►

PR #26684, opened 2023-11-17
Fix : revalidating a shipment was modifying the ref in EXP+id

### LINKED ISSUE #26468: Shipment Sheet Edit issue
### Bug

Regenerate issue: 
1. Create a shipment sheet  and validate the shipment sheet. 
2. Back to draft and reopen the shipment sheet
3. Edit the shipment sheet and validate 
4. the Shipment Sheet reference number changed from "SH2311-0378" to "EXP568", for example. 
5. As reference number is incorrect, so I delete this shipment sheet and go back to customer order and recreate shipment sheet
6. When click "validate", the following error occurs, 
"Duplicate entry 'expedition/sending/SH2311-0378-SH22311-0378.pdf-1' for key 'llx_ecm_files.uk_ecm_files' 

### Environment Version

18.0.2

### Environment OS

Linux - Centos 8 

### Environment Web server

Apache/2.4.37 (centos)

### Environment PHP

PHP 7.2.24 

### Environment Database

mysql  Ver 8.0.26

### Environment URL(s)

_No response_

_No response_

_No response_

### Attached files

_No response_

atm-maxime:
Fix #26468


eldy:
A fix wasintroduced by a backport of commit 75a7d0de9b7efb8999de58712226e150973b1b7f (because it was fixed by another PR into develop)

atm-maxime:
I want to reopen this PR because I disagree with the fix made by the commit you mention. My fix respect the way modulebuilder deals with the ref in the validate function. The one you mention does not.
https://github.com/Dolibarr/dolibarr/blob/18.0/htdocs/modulebuilder/template/class/myobject.class.php#L587

rycks:
seems ok for me, that's strange (at least) to have "EXP" prefix harcoded on validate object

lvessiller-opendsi:
@atm-maxime 
You rename "numref" variable with "num" and I think it's not necessary for this fix.
I suppose you do this for quality of code "QUAL".
In this case, you can do this on "v18" branch and it will automatically be in "develop" branch.
For me, you have just conflicts to resolve.

htdocs/expedition/class/expedition.class.php
```diff
@@ -732,17 +732,17 @@ public function valid($user, $notrigger = 0)
 
 		// Define new ref
 		if (!$error && (preg_match('/^[\(]?PROV/i', $this->ref) || empty($this->ref))) { // empty should not happened, but when it occurs, the test save life
```
lvessiller-opendsi, line 734: The condition $error is not necessary here (its value is 0)
And it makes a difficulty to understand "else" condition.
No correction is needed here but it's just a remark.

eldy:
> I want to reopen this PR because I disagree with the fix made by the commit you mention. My fix respect the way modulebuilder deals with the ref in the validate function. The one you mention does not. https://github.com/Dolibarr/dolibarr/blob/18.0/htdocs/modulebuilder/template/class/myobject.class.php#L587

Your fix respect the way modulebuilder work but not the paradigm "we must change the minimum and only necessary" for a maintenance fix. So we must "go toward modulbuilder" but if, to fix a thing, only the minimal part of change from modulbuier is required, we must limit to this minimal change.

Why ? Example: Here in your suggestion, i think you introduce a bug. Because modulebuilder suppose the numbering setup is always defined (this is the case when module is fully generated). But here in v18, there is a case where numbering was not correctly activated and the fallback to the else = EXP+id was introduced to manage this (in old version the numbering module did not exists and may still not be setup in migrated instances). This fallback is probably still required today.
So for me the current fix is ok (it is minimal, it fixed the bug and it go into direction of module builder event if it is not yet  completely to be equal to modulebuilder template).

Try to do more to reach too quickly modulebuilder can lead to some regression like i think we have by removing the else = EXP+id. There is always things we can't see, this is why the rule "minimal change" always has priority on code quality or standardization when we are in a maintenance release.

Do you still experience the bug with only the fix of https://github.com/Dolibarr/dolibarr/commit/75a7d0de9b7efb8999de58712226e150973b1b7f ?

eldy:
@atm-maxime Do you still experience the bug with only the fix of https://github.com/Dolibarr/dolibarr/commit/75a7d0de9b7efb8999de58712226e150973b1b7f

◄

» EXERCISE REQUIREMENTS
Every record is to be repeated exactly as it stands above.

» RESPONSE FOR THIS EXERCISE
PR #26684, opened 2023-11-17
Fix : revalidating a shipment was modifying the ref in EXP+id

### LINKED ISSUE #26468: Shipment Sheet Edit issue
### Bug

Regenerate issue: 
1. Create a shipment sheet  and validate the shipment sheet. 
2. Back to draft and reopen the shipment sheet
3. Edit the shipment sheet and validate 
4. the Shipment Sheet reference number changed from "SH2311-0378" to "EXP568", for example. 
5. As reference number is incorrect, so I delete this shipment sheet and go back to customer order and recreate shipment sheet
6. When click "validate", the following error occurs, 
"Duplicate entry 'expedition/sending/SH2311-0378-SH22311-0378.pdf-1' for key 'llx_ecm_files.uk_ecm_files' 

### Environment Version

18.0.2

### Environment OS

Linux - Centos 8 

### Environment Web server

Apache/2.4.37 (centos)

### Environment PHP

PHP 7.2.24 

### Environment Database

mysql  Ver 8.0.26

### Environment URL(s)

_No response_

_No response_

_No response_

### Attached files

_No response_

atm-maxime:
Fix #26468


eldy:
A fix wasintroduced by a backport of commit 75a7d0de9b7efb8999de58712226e150973b1b7f (because it was fixed by another PR into develop)

atm-maxime:
I want to reopen this PR because I disagree with the fix made by the commit you mention. My fix respect the way modulebuilder deals with the ref in the validate function. The one you mention does not.
https://github.com/Dolibarr/dolibarr/blob/18.0/htdocs/modulebuilder/template/class/myobject.class.php#L587

rycks:
seems ok for me, that's strange (at least) to have "EXP" prefix harcoded on validate object

lvessiller-opendsi:
@atm-maxime 
You rename "numref" variable with "num" and I think it's not necessary for this fix.
I suppose you do this for quality of code "QUAL".
In this case, you can do this on "v18" branch and it will automatically be in "develop" branch.
For me, you have just conflicts to resolve.

htdocs/expedition/class/expedition.class.php
```diff
@@ -732,17 +732,17 @@ public function valid($user, $notrigger = 0)
 
 		// Define new ref
 		if (!$error && (preg_match('/^[\(]?PROV/i', $this->ref) || empty($this->ref))) { // empty should not happened, but when it occurs, the test save life
```
lvessiller-opendsi, line 734: The condition $error is not necessary here (its value is 0)
And it makes a difficulty to understand "else" condition.
No correction is needed here but it's just a remark.

eldy:
> I want to reopen this PR because I disagree with the fix made by the commit you mention. My fix respect the way modulebuilder deals with the ref in the validate function. The one you mention does not. https://github.com/Dolibarr/dolibarr/blob/18.0/htdocs/modulebuilder/template/class/myobject.class.php#L587

Your fix respect the way modulebuilder work but not the paradigm "we must change the minimum and only necessary" for a maintenance fix. So we must "go toward modulbuilder" but if, to fix a thing, only the minimal part of change from modulbuier is required, we must limit to this minimal change.

Why ? Example: Here in your suggestion, i think you introduce a bug. Because modulebuilder suppose the numbering setup is always defined (this is the case when module is fully generated). But here in v18, there is a case where numbering was not correctly activated and the fallback to the else = EXP+id was introduced to manage this (in old version the numbering module did not exists and may still not be setup in migrated instances). This fallback is probably still required today.
So for me the current fix is ok (it is minimal, it fixed the bug and it go into direction of module builder event if it is not yet  completely to be equal to modulebuilder template).

Try to do more to reach too quickly modulebuilder can lead to some regression like i think we have by removing the else = EXP+id. There is always things we can't see, this is why the rule "minimal change" always has priority on code quality or standardization when we are in a maintenance release.

Do you still experience the bug with only the fix of https://github.com/Dolibarr/dolibarr/commit/75a7d0de9b7efb8999de58712226e150973b1b7f ?

eldy:
@atm-maxime Do you still experience the bug with only the fix of https://github.com/Dolibarr/dolibarr/commit/75a7d0de9b7efb8999de58712226e150973b1b7f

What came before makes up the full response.